## THE PROBLEM
Look below for the line that has "1. *Write it.*". Set down the lines from there through the line that has "output, with the", exactly as written.
------------
PR #78, opened 2026-09-11
Land the Amendment's stage-3 re-scope: the branch lifetime, and the sweep the hooks cite

### LINKED ISSUE #70: Land the Amendment's stage-3 re-scope: CONTEXT.md omits the branch lifetime, and nothing holds Bertan's sweep
## Parent

#36

## Context

Found by reading #36's Amendment against the tree it produced, 2026-09-11.

## What is wrong

#36's Amendment re-scoped stage 3 in one sentence:

> **Stage 3's scope changes.** #41 absorbs the branch-lifecycle vocabulary and
> the worktree sweep alongside the rotation rewrite and the standard of care it
> already owned, so that one file has one owner and the code/documents split of
> this specification survives.

Neither half arrived. #41's acceptance criteria were never rewritten to carry
them, and #41 shipped before #44 existed, so its implementer had nothing to
document even had the criteria asked.

| when (UTC) | what |
|---|---|
| 09-09 11:36:52 | #44 filed |
| 09-09 11:37:32 | #41 body edited — a one-line repair to a broken `Blocked by` reference, nothing else |
| 09-09 11:38:44 | the Amendment lands on #36, assigning #41 the lifecycle vocabulary and the sweep |
| 09-09 14:46:35 | **PR #48 merges #41** — `CONTEXT.md` +34, `CLAUDE.md` +12, `branch-hygiene` rewritten |
| 09-09 18:05:53 | **PR #57 merges #44** — three hooks, `settings.json`, `branch-hygiene` +13; no `CONTEXT.md`, no `CLAUDE.md` |

#41's body still carries the eight criteria it was filed with on 09-06. The
edit seventy-two seconds before the Amendment is the tell: the body was open,
and the new scope did not go into it.

The Amendment had a safeguard against exactly this and it was not followed. It
set the revised order **#38 → #43 → #44 → #39 → #40 → #41**, #41 last so that
it could document what the earlier tickets built. Execution ran #38 → #39 →
**#41** → #43 → #47 → #50 → #51 → #40 → #44. #41 went third.

### 1. `CONTEXT.md` does not say when a worktree branch ends

The *Worktree branch* entry defines what the branch is and why the permission
keys on the linked worktree rather than the name. It stops there. The lifetime
— one pull request, then the branch is finished — is absent, as is the rule
against reusing a worktree that produced it.

The rule itself is written down twice, in neither place a reader looking for
vocabulary would go:

- `.claude/hooks/no-work-on-stale-branch.sh:2` — "A worktree branch exists for
  one pull request. When that pull request merges, the branch has served its
  purpose..."
- `CLAUDE.md:239` — "A worktree branch lives as long as its pull request, and
  work moves to a new one once that has merged."

The `CLAUDE.md` sentence is **two days old** and arrived sideways: `git log -S`
finds it entering in `765a637`, on PR #66 for #63 — a ticket about naming the
four boundary hooks. Before that, `CLAUDE.md` carried no lifecycle statement at
all. So the rule reached the documents by accident of an adjacent fix, not
because anything owned it, and the glossary the other two files point at is
still the one place it is missing.

That pointer is the cost. `branch-hygiene` says "`CONTEXT.md` defines all three
terms" and `no-work-on-stale-branch.sh` sends a reader to "CONTEXT.md's
*worktree branch* entry". Both are true about the keying and silent about the
lifetime, so a reader who follows the pointer learns everything about a worktree
branch except when it dies — and the hook that refuses their commit is enforcing
a rule the glossary does not contain.

### 2. "Bertan's sweep" is cited by two hooks and exists nowhere

This is the half that did not merely go undocumented — it went unwritten, and
shipped code points at it.

- `no-work-on-stale-branch.sh:3-4` — a merged worktree branch is removed
  "remotely `delete_branch_on_merge` removes it, locally **Bertan's sweep**
  does."
- `report-stale-branches.sh:2` — "The read-only half of the branch-hygiene
  **sweep**", and at :21 it explains that "The name is `report-` and never
  `sweep-`" because it removes nothing.

There is no other half. `branch-hygiene` has no worktree-sweep procedure:
`git worktree remove` appears nowhere in the repository's documents, and
`git branch -d` appears once, in the rotation, for `dev-NN`. Bertan's procedure
runs confirm-merge → main → new branch → delete the merged `dev-NN` → verify,
and its closing invariant merely asserts that "every other branch present is a
worktree branch" without saying who removes the merged ones or when.

So the local half of the branch lifecycle is load-bearing in a guard's stated
design and unperformed in practice. Merged worktree branches accumulate locally
until someone notices; `report-stale-branches.sh` will name them every session,
correctly, and no documented procedure acts on the report.

### 3. Two shipped files cite a reserved act that `CONTEXT.md` does not list

The same gap has a third, sharper edge. `CONTEXT.md`'s *reserved act* entry
enumerates four: advancing the active dev branch on the remote, merging any pull
request, rotating the dev branch, and publishing a release. `branch-hygiene`
treats that enumeration as closed — "Rotating the dev branch is one of the
**four acts** `CONTEXT.md` names".

Removing a worktree is not one of the four. Two files say it is:

- `report-stale-branches.sh:19-20` — "Removing a worktree or a branch is
  Bertan's -- a reserved act in CONTEXT.md"
- `report-stale-branches.sh:159` — printed into every session's transcript:
  "Nothing was removed. Deleting a branch or a worktree is a reserved act --"

The entry's closing lines cover the neighbouring case and stop short of this
one: they name "the local half of a rotation, `git branch -d`" as reserved
though nothing refuses it. A worktree branch is deleted by the same command, and
removing its worktree by a command the entry never mentions. Under the closed
reading the citation is simply wrong; under the generous reading the entry is
the one place a reader checks and it does not answer. Either way a `SessionStart`
hook is telling the reader to consult a list that does not contain the item.

Adding the fifth act is a one-line fix and it is the same missing scope: what
happens to a worktree branch at the end of its life.

## Why it matters

The vocabulary half is small and the consequence is bounded: enforcement works,
and an agent that reuses a merged worktree branch is refused with a message.
What is lost is the audit path #36 asked for — the boundary readable without
reading the hooks.

The sweep half is the one worth the ticket. A guard whose header explains its
soundness by reference to a procedure nobody wrote is making a claim the
repository cannot honour. `no-work-on-stale-branch.sh` is careful about exactly
this elsewhere: it names `allow_squash_merge` as a setting its fallback depends
on and says plainly that the setting was not yet applied. The sweep gets no such
treatment — it is named as a thing that happens.

And #36 cannot be closed as delivered-as-amended while its own Amendment's only
re-scope is outstanding in both halves.

## Suggested fix

**The vocabulary.** Extend `CONTEXT.md`'s *Worktree branch* entry with the
lifetime, in the Amendment's own terms: the branch exists for exactly one pull
request; when that pull request merges into the active dev branch the branch is
finished, removed remotely by `delete_branch_on_merge` and locally by the sweep;
a new unit of work starts on a new branch forked from the active dev branch's
tip, and an existing worktree is not reused. Then the two pointers into the
glossary become true.

`CLAUDE.md:239` already says the same thing in one sentence and should stay as
it is — the operative paragraph, not the definition.

**The sweep needs a decision before it needs an edit**, and the decision is
Bertan's, because both answers are defensible:

1. *Write it.* `branch-hygiene` gains a sweep section — local deletion of
   merged worktree branches and removal of their worktrees, run off
   `report-stale-branches.sh`'s output, with the same `-d`-never-`-D` care the
   rotation already takes and the unclassified case left alone. Removing a
   worktree is a reserved act, so this belongs in Bertan's procedure and not the
   agent's half.
2. *Retract the claim.* If the local half is in fact ad hoc, the honest fix is
   for both hook headers to say so — the remote half is automatic, the local
   half is manual and unscheduled — in the register the file already uses for
   `allow_squash_merge`.

What is not defensible is the present state, where the headers assert a
procedure and the skill does not contain one.

**The fifth reserved act** is independent of that decision and can land with the
vocabulary: add removing a worktree or deleting a worktree branch to
`CONTEXT.md`'s enumeration, so the two citations in `report-stale-branches.sh`
land somewhere. If `branch-hygiene`'s "four acts" phrasing is kept, it becomes
five.

## Notes

`ready-for-agent` is deliberately withheld. The vocabulary half is fully
specified and an agent could land it today; the sweep half turns on the decision
above, which is not an agent's to take. Split the ticket or take the decision —
either unblocks it.

## Evidence

- #36 body, "Amendment — 2026-09-09", the *Stage 3's scope changes* paragraph
- #41 `lastEditedAt` `2026-09-09T11:37:32Z`; its two `userContentEdits` diff only
  in the `Blocked by` line
- PR #48 files: `check-hooks.sh`, `branch-hygiene/SKILL.md`, `CLAUDE.md`,
  `CONTEXT.md` — merged `2026-09-09T14:46:35Z`
- PR #57 files: `check-hooks.sh`, `no-work-on-stale-branch.sh`,
  `report-stale-branches.sh`, `settings.json`, `branch-hygiene/SKILL.md` —
  merged `2026-09-09T18:05:53Z`
- `CONTEXT.md`, *Worktree branch* entry — no lifetime
- `.claude/hooks/no-work-on-stale-branch.sh:2-4`; `report-stale-branches.sh:2,21`
- `report-stale-branches.sh:19-20,159` against `CONTEXT.md`'s four-item
  *reserved act* list, and `branch-hygiene/SKILL.md:19` reading it as closed
- `git log --oneline -S "lives as long as its pull request" -- CLAUDE.md` → one
  commit, `765a637` (PR #66, issue #63, 2026-09-11)
- `grep -rn "worktree remove" CLAUDE.md CONTEXT.md .claude/skills/` → no matches

bgunyel:
Closes #70.

#36's Amendment re-scoped stage 3 in one sentence and neither half arrived.
This lands both, plus the one-line fix that rides with them.

## The vocabulary

`CONTEXT.md`'s *Worktree branch* entry defined the branch and stopped. A
reader following `no-work-on-stale-branch.sh`'s pointer learned everything
about a worktree branch except when it ends — which is the fact the refusal
turns on. The entry now carries the lifetime: one pull request, then the remote
half `delete_branch_on_merge` takes and the local half the sweep does, and the
worktree that produced the branch is not reused. That last clause is the
operative one; a worktree outliving its branch is precisely how work gets
committed onto a branch whose pull request has already merged.

`CLAUDE.md:239` is untouched, as #70 asked — the operative paragraph, not the
definition.

## The sweep

Named in two hook headers and written nowhere. #70 left the choice between
writing it and retracting the claim to Bertan, who chose **write it, and name
its cadence**. That decision and its rejected alternative are recorded on
[#70](https://github.com/bgunyel/clause-and-effect/issues/70#issuecomment-5638004356),
so the audit path does not depend on a transcript.

`branch-hygiene` gains it as a procedure of its own:

- **unlock, then remove, then delete** — see the review finding below;
- `-d` never `-D`, with the reason the rotation already gives, and the same
  squash-or-rebase exception;
- every `unclassified` branch left alone, since sweeping one deletes work that
  was about to start;
- **cadence stated outright** — manual and unscheduled, in the register
  `no-work-on-stale-branch.sh` already uses for `allow_squash_merge`. That is
  the half that makes the two headers honest: #70's complaint was not that the
  sweep was undocumented but that it "is named as a thing that happens".

Both headers now point at it rather than restating it, and the guard carries
only the consequence for itself — the window it covers opens at the merge and
closes when someone gets round to sweeping, so it is bounded by nothing.

## The fifth reserved act

Removing a worktree or deleting a worktree branch joins `CONTEXT.md`'s
enumeration, so the two citations in `report-stale-branches.sh` — its header,
and the line it prints into every session's transcript — land somewhere.

The count came **out** of `branch-hygiene` rather than being corrected from
four to five: a corrected count is the same defect with a later expiry date.
`CONTEXT.md` holds the list once and the skill cites it. Steps 2 **and** 3 of
the sweep are reserved, step 3 included rather than argued about, since
`git worktree prune` removes worktree entries too.

## The `CLAUDE.md` *Domain docs* hunk

Called out because a pull request this careful about each hunk should not leave
one unexplained. The sentence said the glossary held "so far the one
distinction between a *check* and a *probe*" while `CONTEXT.md` had five
entries — the `four acts` staleness in a second place, and already stale before
this branch touched anything. It no longer enumerates at all: a longer
enumeration guarded by nothing would go the same way.

## What guards it

`check-hooks.sh` gains twenty-one checks: the boundary-section check with its
direction reversed. There `settings.json` is the fact and `CLAUDE.md` the
claim; here the hooks are the fact — they ship, they run, their headers send a
reader somewhere — and the documents are what must be there on arrival.

Measured against the final check set, on a copy rather than in the tree:
**eleven red** with the three documents reverted to `dev-05` and the two hook
headers held at this branch, **thirteen** with the headers reverted too. (The
"ten of seventeen" this branch quoted earlier was a true measurement of the
first commit's check set and went stale when the second reworked it.)

### The second commit is a review finding against the first

The sweep-citation check originally asked whether each header contained
`sweep`. Both contained it at `dev-05` already — once in the guard, three times
in the report — and that bare word *is* the dangling citation #70 exists about.
So the check was satisfied by the defect and would have stayed green through a
revert of every line the two headers gained. The literal is now the pointer,
which appears in neither header at `dev-05`.

### The third commit is a review finding against the second

**The sweep as written could not run on this repository.** `EnterWorktree`
locks every worktree it creates; `git worktree remove` refuses a locked one and
offers `remove -f -f`. Worse, step 3 failed *silently*: a locked worktree is
exempt from pruning by design, so `git worktree prune` skips it, exits 0, and
`git worktree list` goes on naming it — the closing invariant never reached,
with nothing saying why.

Step 2 now unlocks first and sends the reader to the lock reason rather than to
git's suggested force. The reason carries the session name, the pid, and that
process's start time — field 22 of `/proc/<pid>/stat`, verified against a live
lock — which is what separates a live session from a stale lock whose pid has
been reused.

**The suite now names its own limit**, because that limit is what let this
ship: every literal in the section asks whether the section *contains* a
command. None runs one, so none is evidence the procedure succeeds. A sweep
naming three commands that all refuse would pass every check there.

## Verification

- `bash .claude/hooks/check-hooks.sh` — 624 checks, all pass.
- `make test` — **575 passed, 5 xfailed, 0 failed**, after `uv sync
  --all-groups`. The earlier `test_installed_packages_match_uv_lock` failure
  was this worktree's `.venv` short of `alembic` and `mako`; it is gone.
- `make verify` and `make upgrade-safe` **both fail, for reasons that predate
  this branch and that it cannot fix** — this diff changes no dependency
  (`git diff origin/dev-05...HEAD -- uv.lock pyproject.toml` is empty):
  - `make audit` fails on the **committed** lock: `accelerate==1.14.0`,
    PYSEC-2026-3804 / GHSA-4j2p-28q2-5m79, CVSS 7.1, and osv-scanner reports
    *0 vulnerabilities can be fixed* — no fixed version exists.
  - `make upgrade-safe` reverts the candidate lock and blocks on four GuardDog
    findings in upgrade candidates: `docling-slim==2.126.0`,
    `google-genai==2.23.0`, `huggingface-hub==1.31.0`, `transformers==5.17.0`.
    These need the `waiver-review` skill; accepting a finding writes to a
    machine-wide `accepted.json`, which is not something to do to unblock a
    documents-only pull request.

  `CLAUDE.md:32` makes `upgrade-safe` the floor before a pull request closes and
  states no exception for documents-only diffs. Flagging rather than waiving.

https://claude.ai/code/session_01Uke8GuhacrPbLvjPXWjmZr

### DIFF
--- a/.claude/hooks/check-hooks.sh
+++ b/.claude/hooks/check-hooks.sh
@@ -2430,6 +2430,24 @@ unarmed 'and it is that section rather than the rotation beside it' \
 # before #70 -- and it takes the rotation's care over the same flag.
 written 'the sweep removes the worktree' "$SWEEP_SECTION" 'git worktree remove'
 written 'and deletes the local branch' "$SWEEP_SECTION" 'git branch -d'
+# And unlocks it first, without which the other two cannot run here at all.
+# Review of the first two commits found the procedure unable to execute on this
+# repository: EnterWorktree locks every worktree it creates, `git worktree
+# remove` refuses a locked one and names `remove -f -f` as the way out, and
+# `git worktree prune` is exempted from locked worktrees by design -- so it
+# skips one, exits 0, and the closing invariant is never reached with nothing
+# saying why. Reproduced: all four worktrees present at the time carried
+# `locked claude session <name> (pid N start T)`.
+#
+# THE LIMIT, which is the one that let that ship. Every literal in this section
+# asks whether the section CONTAINS a command. None of them runs one, so none is
+# evidence that the procedure succeeds -- a sweep naming three commands that all
+# refuse would pass every check here. What guards the difference is a person
+# running it; these hold the text against the citations, and nothing more.
+written 'and unlocks it first, which is what makes the other two possible' \
+  "$SWEEP_SECTION" 'git worktree unlock'
+written 'and warns that prune will not rescue a worktree still locked' \
+  "$SWEEP_SECTION" 'exempt from pruning by design'
 written 'with the care the rotation takes over the same flag' \
   "$SWEEP_SECTION" 'never `-D`'
 # The report classifies three ways and only one of the three is the sweep's. A
--- a/.claude/hooks/check-hooks.sh
+++ b/.claude/hooks/check-hooks.sh
@@ -2311,6 +2311,108 @@ tok 'one hook runs on an Edit, which is the number the section claims' \
                 | $m == "*" or $m == "" or ("Edit" | test($m)))
               | .hooks[]?] | length' "$SETTINGS" 2>/dev/null)"
 
+echo "=== the documents answer the citations the hooks make into them ==="
+# A fourth kind of check, and the section above with its direction reversed:
+# there settings.json is the fact and CLAUDE.md the claim; here the hooks are
+# the fact -- they ship, they run, and their headers send a reader somewhere --
+# and the documents are what has to be there when the reader arrives. Issue #70
+# found three such citations landing nowhere. Each had shipped; each is read at
+# the moment a reader has just been refused something; and none of them was
+# wrong in a way this suite could see, because nothing held a hook's pointer to
+# the thing it points at.
+#
+# These are evidence about the three citations named below and nothing else. A
+# fourth pointer added to a hook tomorrow is uncounted here, and so is any of
+# these three reworded, because every literal is the sentence as written.
+#
+# CONTEXT.md's entries are extracted rather than grepped whole, for the reason
+# the boundary paragraph is narrowed above: a glossary-wide grep is satisfied by
+# the word turning up in a neighbouring entry, which is the failure being fixed
+# rather than a check on it -- #70's finding was that the lifetime rule was
+# written down twice, in neither place a reader looking for vocabulary would go.
+# An entry runs from its bolded name to its `_Avoid_:` line, and the extraction
+# is checked from both ends before anything is asserted against it.
+CONTEXT_MD="$HOOKS/../../CONTEXT.md"
+SKILL_MD="$HOOKS/../skills/branch-hygiene/SKILL.md"
+entry() {  # entry <file> <bolded name> -- one glossary entry, name to _Avoid_
+  awk -v name="**$2**:" '$0 == name {f=1} f {print} f && /^_Avoid_:/ {exit}' "$1" 2>/dev/null
+}
+
+WORKTREE_ENTRY="$FIXTURES/context-worktree-branch.md"
+entry "$CONTEXT_MD" 'Worktree branch' > "$WORKTREE_ENTRY"
+written 'the extracted entry is the worktree branch entry' \
+  "$WORKTREE_ENTRY" '**Worktree branch**:'
+unarmed 'and it is that entry rather than the whole glossary' \
+  "$WORKTREE_ENTRY" '**Reserved act**:'
+
+# no-work-on-stale-branch.sh sends a reader here for what a worktree branch is,
+# and what that hook refuses is a commit on one whose pull request has merged.
+# Before #70 the entry defined the branch and stopped, so a reader who followed
+# the pointer learned everything about it except the fact the refusal turns on.
+written 'the entry says the branch lives for one pull request' \
+  "$WORKTREE_ENTRY" 'exists for exactly one pull request'
+written 'and that the worktree it was made in is not reused after it' \
+  "$WORKTREE_ENTRY" 'is not reused'
+
+RESERVED_ENTRY="$FIXTURES/context-reserved-act.md"
+entry "$CONTEXT_MD" 'Reserved act' > "$RESERVED_ENTRY"
+written 'the extracted entry is the reserved act entry' \
+  "$RESERVED_ENTRY" '**Reserved act**:'
+unarmed 'and it is that entry rather than the whole glossary' \
+  "$RESERVED_ENTRY" '**Worktree branch**:'
+
+# report-stale-branches.sh calls removing a worktree "a reserved act in
+# CONTEXT.md" in its header, and prints the same claim into every session's
+# transcript. The enumeration named four acts and that was not one of them.
+written 'the enumeration names the act the report cites' \
+  "$RESERVED_ENTRY" 'removing a worktree or deleting a worktree branch'
+
+# The skill reads that enumeration as closed and counts it. An act added to
+# CONTEXT.md and not to the sentence that counts them leaves the skill asserting
+# a number the glossary has outgrown -- the drift the section above is checked
+# for, one document along. Both directions, because only the second catches a
+# count corrected by deleting the claim instead of fixing it.
+written 'the skill counts the acts as the glossary now enumerates them' \
+  "$SKILL_MD" 'five acts'
+unarmed 'and does not still call the enumeration four' \
+  "$SKILL_MD" 'four acts'
+
+# The third citation, and the one that had gone unwritten rather than merely
+# undocumented: both hooks name a local sweep as what removes a merged worktree
+# branch, and no such procedure existed. The hooks are read for the citation
+# and the skill asserted to answer it, rather than the sweep's existence being
+# asserted on its own -- a procedure nothing cites is a procedure that can go.
+for hook in no-work-on-stale-branch.sh report-stale-branches.sh; do
+  tok "$hook cites a local sweep" 'cited' \
+      "$([ "$(prose_count "$HOOKS/$hook" 'sweep')" -gt 0 ] && echo cited || echo absent)"
+done
+
+# Extracted for the reason the glossary entries are: `git branch -d` is in this
+# file already, in the rotation, so a file-wide grep for it would pass with no
+# sweep written at all. Stopping at the next `## ` and not at the next heading
+# of any depth, because the sweep is numbered into steps the way the rotation
+# is -- a stop on `### ` would end the section at its own first step and assert
+# the rest of it against nothing.
+SWEEP_SECTION="$FIXTURES/branch-hygiene-sweep.md"
+awk '/^## The sweep/ {f=1; print; next} f && /^## / {exit} f {print}' \
+    "$SKILL_MD" > "$SWEEP_SECTION"
+written 'the extracted section is the sweep' "$SWEEP_SECTION" 'The sweep'
+unarmed 'and it is that section rather than the rotation beside it' \
+  "$SWEEP_SECTION" 'Create the new branch'
+
+# What a sweep has to say to be the thing those two headers name: it deletes the
+# local branch, it removes the worktree standing on it -- the act CONTEXT.md now
+# reserves, and one that no command in this repository's documents performed
+# before #70 -- and it takes the rotation's care over the same flag.
+written 'the sweep removes the worktree' "$SWEEP_SECTION" 'git worktree remove'
+written 'and deletes the local branch' "$SWEEP_SECTION" 'git branch -d'
+written 'with the care the rotation takes over the same flag' \
+  "$SWEEP_SECTION" 'never `-D`'
+# The report classifies three ways and only one of the three is the sweep's. A
+# sweep that acted on `unclassified` would delete a branch freshly cut for work
+# not yet started, which is the case that classification exists to protect.
+written 'and leaves the unclassified alone' "$SWEEP_SECTION" 'unclassified'
+
 echo
 if [ $FAILED -eq 0 ]; then echo "ALL CHECKS PASSED"; else echo "SOME CHECKS FAILED"; fi
 exit $FAILED
--- a/.claude/hooks/check-hooks.sh
+++ b/.claude/hooks/check-hooks.sh
@@ -2331,7 +2331,13 @@ echo "=== the documents answer the citations the hooks make into them ==="
 # rather than a check on it -- #70's finding was that the lifetime rule was
 # written down twice, in neither place a reader looking for vocabulary would go.
 # An entry runs from its bolded name to its `_Avoid_:` line, and the extraction
-# is checked from both ends before anything is asserted against it.
+# is checked from both ends before anything is asserted against it -- with one
+# limit named, because the two extractions below are not equally evidenced.
+# *Reserved act* has an entry after it, so its `unarmed` is real evidence that
+# the `_Avoid_:` stop fires. *Worktree branch* is the last entry in the file:
+# nothing follows it for an over-run to swallow, so its `unarmed` tests only
+# that the extraction did not begin too early, and the `_Avoid_:` stop is
+# evidenced there by the other extraction rather than by its own.
 CONTEXT_MD="$HOOKS/../../CONTEXT.md"
 SKILL_MD="$HOOKS/../skills/branch-hygiene/SKILL.md"
 entry() {  # entry <file> <bolded name> -- one glossary entry, name to _Avoid_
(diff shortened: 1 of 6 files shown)


bgunyel:
## Review against #70

Every claim below was re-run rather than read. Measured on `29896eb`.

### The acceptance criteria are met

| #70 asked for | |
|---|---|
| `CONTEXT.md`'s *Worktree branch* entry gains the lifetime — exactly one pull request; finished when it merges into the active dev branch; remote half `delete_branch_on_merge`, local half the sweep; the next unit cut from the dev tip; **the worktree not reused** | ✅ all six |
| `CLAUDE.md:239` stays as it is | ✅ `git diff origin/dev-05...HEAD -- CLAUDE.md` contains no hit for `lives as long as its pull request` |
| The sweep written: run off the report, `-d` never `-D`, `unclassified` left alone, Bertan's rather than the agent's | ✅ all four, plus the cadence |
| The fifth reserved act added to the enumeration | ✅ — and taking the count **out** of `branch-hygiene` rather than correcting it to five is the better reading of the ticket than the ticket's own suggestion |

### What was verified

- `bash .claude/hooks/check-hooks.sh` — 622 checks, all pass.
- `make test` — 574 passed, 5 xfailed, one failure: `test_installed_packages_match_uv_lock`, this worktree's `.venv` short of `alembic` and `mako`. Reproduced, and unrelated — the diff contains no Python.
- `delete_branch_on_merge` is in fact `true` on this repository (`gh api repos/bgunyel/clause-and-effect`), so the new glossary sentence asserts something true rather than something intended.
- No `four acts`, no `five acts`, no `Bertan's sweep` survives anywhere in the tree.
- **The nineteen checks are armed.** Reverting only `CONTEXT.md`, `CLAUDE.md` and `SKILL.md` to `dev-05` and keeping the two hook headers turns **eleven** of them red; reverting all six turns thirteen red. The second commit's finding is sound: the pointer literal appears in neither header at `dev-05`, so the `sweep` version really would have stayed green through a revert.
------------
## OUTPUT OF THE EXERCISE
1. *Write it.* `branch-hygiene` gains a sweep section — local deletion of
   merged worktree branches and removal of their worktrees, run off
   `report-stale-branches.sh`'s output, with the same `-d`-never-`-D` care the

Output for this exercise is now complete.